Collected data
PR #157, opened 2020-08-06
👌 IMPROVE: Use consistent font size in toc

pradyunsg:
Toward #144

### DIFF
--- a/sphinx_book_theme/static/sphinx-book-theme.scss
+++ b/sphinx_book_theme/static/sphinx-book-theme.scss
@@ -659,6 +659,10 @@ button.topbarbtn img {
     }
 }
 
+.toc-h2, .toc-h3, .toc-h4 {
+    font-size: inherit !important;
+}
+
 .site-navigation, .site-navigation.collapsing {
     transition: flex .2s ease 0s, height .35s ease, opacity 0.2s ease;
 }


choldgraf:
The main reason that this was a bit smaller was:

1. To make it more distinguishable from the main content
2. To avoid it getting cramped in the (relatively small) amount of space available to it

I'm open to bumping up the font size but curious what you think about those two concerns

pradyunsg:
Re 1: The positioning (indentation relative to content around + place on page) do a good enough job of distinguishing it IMO.

Re 2: This is *definitely* a valid concern.

There's a bunch of indirect-effects to balance (nudges for title length / less deeper headings, legibility of content etc) but I think it comes down to a choice of tradeoffs. The question I'd asked myself was: which is better, having h4 be more difficult to read (because of small font size) or need wrapping when it's moderately long? My answer was the latter.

Problem to work on:
Exactly as written, output all of the entries.

Written answer:
PR #157, opened 2020-08-06
👌 IMPROVE: Use consistent font size in toc

pradyunsg:
Toward #144

### DIFF
--- a/sphinx_book_theme/static/sphinx-book-theme.scss
+++ b/sphinx_book_theme/static/sphinx-book-theme.scss
@@ -659,6 +659,10 @@ button.topbarbtn img {
     }
 }
 
+.toc-h2, .toc-h3, .toc-h4 {
+    font-size: inherit !important;
+}
+
 .site-navigation, .site-navigation.collapsing {
     transition: flex .2s ease 0s, height .35s ease, opacity 0.2s ease;
 }


choldgraf:
The main reason that this was a bit smaller was:

1. To make it more distinguishable from the main content
2. To avoid it getting cramped in the (relatively small) amount of space available to it

I'm open to bumping up the font size but curious what you think about those two concerns

pradyunsg:
Re 1: The positioning (indentation relative to content around + place on page) do a good enough job of distinguishing it IMO.

Re 2: This is *definitely* a valid concern.

There's a bunch of indirect-effects to balance (nudges for title length / less deeper headings, legibility of content etc) but I think it comes down to a choice of tradeoffs. The question I'd asked myself was: which is better, having h4 be more difficult to read (because of small font size) or need wrapping when it's moderately long? My answer was the latter.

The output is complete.